OBJECTIVES: The capacity of a human cell line to secrete recombinant factor VIII with a F309S point mutation was investigated, as was the effect of the addition of chemical chaperones (betaine and sodium-4-phenylbutyrate) on the secretion of factor VIII. METHODS: This work used a vector with a F309S mutation in the A1 domain to investigate FVIII production in the HEK 293 human cell line. Factor VIII activity was measured by chromogenic assay. Furthermore, the effects of chemical drugs on the culture were evaluated. RESULTS: The addition of the F309S mutation to a previously described FVIII variant increased FVIII secretion by 4.5 fold. Moreover, the addition of betaine or sodium-4-phenylbutyrate increased the secretion rate of FVIIIΔB proteins in HEK 293 cells, but the same effect was not seen for FVIIIΔB-F309S indicating that all the recombinant protein produced had been efficiently secreted. CONCLUSION: Bioengineering factor VIII expressed in human cells may lead to an efficient production of recombinant factor VIII and contribute toward low-cost coagulation factor replacement therapy for hemophilia A. FVIII-F309S produced in human cells can be effective in vivo.

Approaches for recombinant human factor IX production in serum-free suspension cultures.

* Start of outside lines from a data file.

PR #2405, opened 2026-09-11
Session table import refinements

stonesmi:
* Provide the import rowKey to consumers, rather than forcing the UI to provide it.
* Remove stack traces from failed RPC call responses to the UI


heswell (approved):
lgtm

OBJECTIVE: To establish a serum-free suspension process for production of recombinant human factor IX (rhFIX) based on the human cell line HEK 293T by evaluating two approaches: (1) serum-free suspension adaptation of previously genetic modified cells (293T-FIX); and (2) genetic modification of cells already adapted to such conditions (293T/SF-FIX). RESULTS: After 10 months, 293T-FIX cells had become adapted to FreeStyle 293 serum-free medium (SFM) in Erlenmeyer flasks. After 48 and 72 h of culture, 2.1 µg rhFIX/ml and 3.3 µg rhFIX/ml were produced, respectively. However, no biological activity was detected. In the second approach, wild-type 293T cells were adapted to the same SFM (adaptation process took only 2 months) and then genetically modified for rhFIX production. After 48 h of culture, rhFIX reached 1.5 µg/ml with a biological activity of 0.2 IU/ml, while after 72 h, the production was 2.4 µg/ml with a biological activity of 0.3 IU/ml. CONCLUSION: The findings demonstrate that the best approach to establish an rhFIX production process in suspension SFM involves the genetic modification of cells already adapted to the final conditions. This approach is time saving and may better ensure the quality of the produced protein.

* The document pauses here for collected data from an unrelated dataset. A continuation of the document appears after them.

Issue #2415, opened 2026-09-11
I'd like an example project that shows the creation of tables and modules in python and then the starting of the view server.


chrisjstevo:
## Feature Request

Allow the ability to create the Vuu server from within a python environment. 

### Description of Problem:

This example allows us to use Vuu as a visualization tool for data within a python environment. It would allow us to create table definitions and add them to Vuu on start up, then to load information in the python environment to visualize in Vuu.

PR #2416, opened 2026-09-11
#2415 Added example python integration, including creating view serve…

chrisjstevo:
…r table and provider in Python.


example/python-integration/python/test_start_server.py
```diff
@@ -0,0 +1,74 @@
+"""
+Smoke test for start_server.py.
```
stonesmi, line 2: we should add a github action to keep testing this, or it will defo get broken

stonesmi (approved):

example/python-integration/python/test_start_server.py
chrisjstevo: I agree, will consider how best to do.

PR #2418, opened 2026-09-11
Changes to addRow and CsvUpload

anandBalachandar:
### Align addRow with RpcResult changes.

- Standardizes the returning payload of addRow in both the remote and test data sources to return a structured RpcResult. 
- This resolves critical edit session state-synchronization issues where server-side insertion failures incorrectly updated edit counters (addCount) and bypassed user-facing validation warning tooltips. Additionally, it adjusts the showcase examples to allow inline editing inputs and registers a simulated server-rejection path to test and demonstrate error bubbling.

Serum-free suspension culturing of human cells: adaptation, growth, and cryopreservation.

Human cell lines have attracted great interest because they are capable of producing glycosylated proteins that are more similar to native human proteins, thereby reducing the potential for immune responses. However, these cells have not been extensively characterized and cultured under serum-free suspension conditions. In this work, we describe the adaptation, growth, and cryopreservation of the human cell lines SK-Hep-1, HepG2, and HKB-11 under serum-free suspension conditions. The results showed that both HKB-11 and SK-Hep-1 adapted to serum-free suspension cultures in FreeStyle and SFM II, respectively. Kinetic characterization showed that the HKB-11 and SK-Hep-1 cells reached cell densities as high as 8.6 × 10(6) and 1.9 × 10(6) cells/mL, respectively. The maximum specific growth rates (µ max) were similar for both cells (0.0159/h for HKB-11 and 0.0186/h for SK-Hep-1). The growth limitation of adapted cells does not appear to be associated with glucose or glutamine depletion, nor with the formation of lactate in inhibitory concentrations. However, in both cases, ammonia production reached concentrations that are considered inhibitory to mammalian cells (2-5 mM). The adapted cells were also successfully cryopreserved under serum-free formulations. The SK-HEP-1 and HKB-11 cells that were adapted to serum-free suspension conditions might be suitable for use in the manufacturing of recombinant proteins, thereby eliminating the potential for the introduction of adventitious process contamination and greatly simplifying downstream protein purification.